In the resulting silence, I innocently inquire whether she’d need to be able to sense all the charge patterns flowing around—and even harder, interpret them—to make that power useful. She looks nonplussed, and then says “Well, at least I could scramble someone’s head pretty well, maybe give them amnesia!” Laughter.
The actual discussion doesn’t flow quite this smoothly and efficiently, of course; a fair number of less interesting, or less defensible, or less comprehensible assertions are made, and I do a little prompting and steering to bring out some of these points. Nevertheless, I’ve accomplished three very important tasks: We’ve compared and contrasted gravity, the electrostatic force, and the magnetic force, and the roles that mass, charge, and magnetism play within those; I’ve engaged the students in creative, open-ended thinking to apply abstract physics ideas to real-world (okay, comic-book-world) things; and I’ve gotten the students to enjoy physics class. Triple score!
This one question nicely instantiates all four principles of Technology-Enhanced Formative Assessment (TEFA):
- Motivate and focus student learning with question-driven instruction (QDI);
- Develop students’ understanding and scientific fluency with dialogical discourse (DD);
- Inform and adjust teaching and learning decisions with formative assessment (FA); and
- Help students develop metacognitive skills and cooperate in the learning process with meta-level communication (MLC).
For more about TEFA (probably far, far more than you really want to know), see Beatty & Gerace (2009), Technology-Enhanced Formative Assessment: A research-based pedagogy for teaching science with classroom response systems, Journal of Science Education and Technology 18(2):146-162.
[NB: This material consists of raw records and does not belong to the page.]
PR #474, opened 2024-08-08
chore(docs-rs-staging): delete unused db

MarcoIeni:
Discussed [here](https://rust-lang.zulipchat.com/#narrow/stream/356853-t-docs-rs/topic/Can.20we.20delete.20.60docs-rs-prod.60.20db.3F).
I stopped the DB and nobody complained 👍


MarcoIeni:
The final snapshot is called `docs-rs-final-snapshot` if anybody is interested in the data.

PR #480, opened 2024-08-14
Add earlyoom to dev desktop

Noratrieb:
Sometimes the dev desktop just OOMs and dies because someone committed a happy little accident, as one does. Luckily Linux has an OOM killer, sadly it's pretty useless in practice.

Luckily there's a userspace workaround! It works really well.

I don't know if we want any config for it. I set the freeSwapThreshold to 100 on my own computer to never swap before killing, I don't know if that would matter for the dev desktop. I think it makes sense to keep it at the default for now unless that causes problems.


MarcoIeni:
Hey Nora, thank you for contributing!
I tested it on our staging dev desktops by running `./x check` and earlyoom killed the process almost immediately (the staging desktop only has 1GB of memory 😅).

So this looks good to me. Let's try it with default settings as you said and let's see how it goes. If people complain that their processes get killed too often we can re-evaluate this :)

Just one thing. Instead of adding a task like you did, I think it's cleaner if you add `earlyoom` to this list:
https://github.com/rust-lang/simpleinfra/blob/5bbba89f181fc801116de915b0beae90e436d7db/ansible/roles/dev-desktop/tasks/dependencies.yml#L11

What do you think?

PR #488, opened 2024-08-22
chore: update discord-mods-bot to aws 4.67

MarcoIeni:
plan is clean. merging


terraform/discord-mods-bot/_terraform.tf
```diff
@@ -29,6 +29,5 @@ data "terraform_remote_state" "shared" {
 }
 
 provider "aws" {
-  profile = "default"
```
MarcoIeni, line 32: I removed profile because it creates issues for me. If you think we should have it and I'm doing something wrong (probably it's the case 😅), let me know 👍

PR #516, opened 2024-08-26
add Marco to release_keys_bucket_users

marcoieni:
I can't apply this, so whoever approves it, please apply as well and merge 👍


jdno (approved):
I applied the change. :shipit:

PR #540, opened 2024-08-28
chore(release-distribution): update `doc-router` to node 20

MarcoIeni:


MarcoIeni:
Tested the following URLs in dev:
- https://dev-doc.rust-lang.org/
- https://dev-doc.rust-lang.org/rand
- https://dev-doc.rust-lang.org/1.78.0/
- https://dev-doc.rust-lang.org/trpl
- https://dev-doc.rust-lang.org/stable/trpl
- https://dev-doc.rust-lang.org/nightly/trpl
- https://dev-doc.rust-lang.org/adv-book
- https://dev-doc.rust-lang.org/doc doesn't seem to work, I got a blank page. but it's the same behavior as prod
- https://dev-doc.rust-lang.org/stable
- https://dev-doc.rust-lang.org/nightly/

So overall looks good. I'm merging and deploying to prod as well

PR #546, opened 2024-09-02
fix(ci): don't run checks twice on PRs

MarcoIeni:
Checks run twice on PRs. This PR should fix this

image


MarcoIeni:
I'm merging this. Scream if you dislike it 👍

PR #563, opened 2024-09-04
fix(ansible): prevent apply script from crashing on mac

MarcoIeni:
Me and JD experience https://stackoverflow.com/questions/73638290/python-on-mac-is-it-safe-to-set-objc-disable-initialize-fork-safety-yes-globall

This should fix it.


jdno (approved):
🥳

PR #565, opened 2024-09-05
chore(dev-desktops): remove postfix

MarcoIeni:
I removed postfix because when updating to ubuntu 24 there was an alert related to it.
Instead of fixing it I decided to remove this package as we don't need it imo.

I want to merge this and apply to all ubuntu 22 images so that when we upgrade there's no error.


jdno (approved):
Seems fine :+1:

PR #578, opened 2024-09-25
Remove IP filter from bastion's security group

jdno:
In the past, access to the bastion host was restricted to static IP addresses belonging to the users with access. This worked well for users with a (semi-)static IP address, but introduced a lot of friction for users on most residential internet connections in Europe (e.g. when accessing the server from their home). Due to this friction, we have decided[^1] to drop the IP filter.

[^1]: https://rust-lang.zulipchat.com/#narrow/stream/242791-t-infra/topic/drop.20the.20bastion.20IP.20requirement.2C.20or.20idea.20for.20a.20better.20way.2E.2E.2E

### DIFF
--- a/terraform/bastion/firewall.tf
+++ b/terraform/bastion/firewall.tf
@@ -1,41 +1,10 @@
 // The resources in this file control who has access to the bastion server.
 
-locals {
-  // Users allowed to connect to the bastion through SSH. Each user needs to
-  // have the CIDR of the static IP they want to connect from stored in AWS SSM
-  // Parameter Store (us-west-1), in a string key named:
-  //
-  //     /prod/bastion/allowed-ips/${user}
-  //
-  allowed_users = [
-    "aidanhs",
-    "joshua",
-    "pietro",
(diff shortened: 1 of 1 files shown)


jdno:
I'm going to clean up the `/prod/bastion/allowed-ips` once this has been merged and deployed.

terraform/bastion/firewall.tf
```diff
@@ -1,40 +1,10 @@
...
-    "technetos",
-    "nemo157",
-    "syphar",
-    "rylev",
-    "rylev-ip-2",
-    "jdn",
-    "guillaumegomez",
-    "marcoieni",
-  ]
-}
```
MarcoIeni, line 25: Is this the list of allowed users now?
https://github.com/rust-lang/simpleinfra/blob/ca5e95c263f4fe4392fb4de4160f21bf0551f42c/ansible/playbooks/bastion.yml#L13

MarcoIeni (approved):

PR #579, opened 2024-09-25
chore: grant Jake playground ec2 ssh permissions

MarcoIeni:


Mark-Simulacrum (approved):

terraform/team-members-access/infra-deploy-playground.tf
```diff
@@ -30,6 +30,26 @@ resource "aws_iam_group_policy" "infra_deploy_playground" {
           "arn:aws:ssm:us-west-1:890664054962:parameter/staging/ansible/all/*",
         ]
       },
+      {
+        "Effect" : "Allow",
+        "Action" : "ec2-instance-connect:SendSSHPublicKey",
+        "Resource" : [
+          "arn:aws:ec2:us-west-1:890664054962:instance/i-04db6ae41566bd1d9",
```
shepmaster, line 37: Would it make sense to do this via "tags" and give playground instances a tag? That way it works for the next playground instances for free.

https://docs.aws.amazon.com/AWSEC2/latest/UserGuide/ec2-instance-connect-configure-IAM-role.html#eic-permissions-allow-users-to-connect-to-instances-with-specific-tags

terraform/team-members-access/infra-deploy-playground.tf
```diff
@@ -30,6 +30,26 @@ resource "aws_iam_group_policy" "infra_deploy_playground" {
...
+        ],
+        "Condition" : {
+          "StringEquals" : {
+            "ec2:osuser" : "shepmaster"
```
shepmaster, line 41: I'm not sure about this value; the docs suggest it being the user that the AMI creates (e.g. `ubuntu` for us, I think).

If it is *my* OS username, that'd be `shep`.

MarcoIeni:
applied

PR #581, opened 2024-09-26
chore: remove useless condition

MarcoIeni:


shepmaster:
For future context...

My guess is that when starting from a totally fresh installation there _isn't_ an OS user called `shep`. Therefore the `aws` command to add the SSH key has permissions to run and "succeeds", but does nothing useful.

BTW, my inspiration for this question was a biology question by Cathy Wanat of Northampton (MA) High School (since retired). It showed a photograph of a long buffet table loaded with different food dishes, with lines of people moving along both sides as they added food to their plates. The question was “Which of the following is most like this picture?”, and the answer choices were various parts of the digestive system: mouth, esophagus, stomach, small intestine, etc. She said the resulting class discussion was mind-blowing. Thanks, Cathy!

I love this question—definitely a great use of TEFA. What I like too is that this makes it clear to teachers looking at this question that the goal is obviously not getting the “right” answer, but rather to encourage thoughtful discussion and sharing.
Thanks for sharing this, Ian. This is a great question, and I appreciated how you explained how it played out in the class. Great stuff!
Hey, Derek. I think there’s a real need for extended narratives of and commentaries on clicker Qs. It’s hard to understand someone else’s Q or use it effectively without that kind of insight. Also, it helps people learn about different “flavors” of clicker use.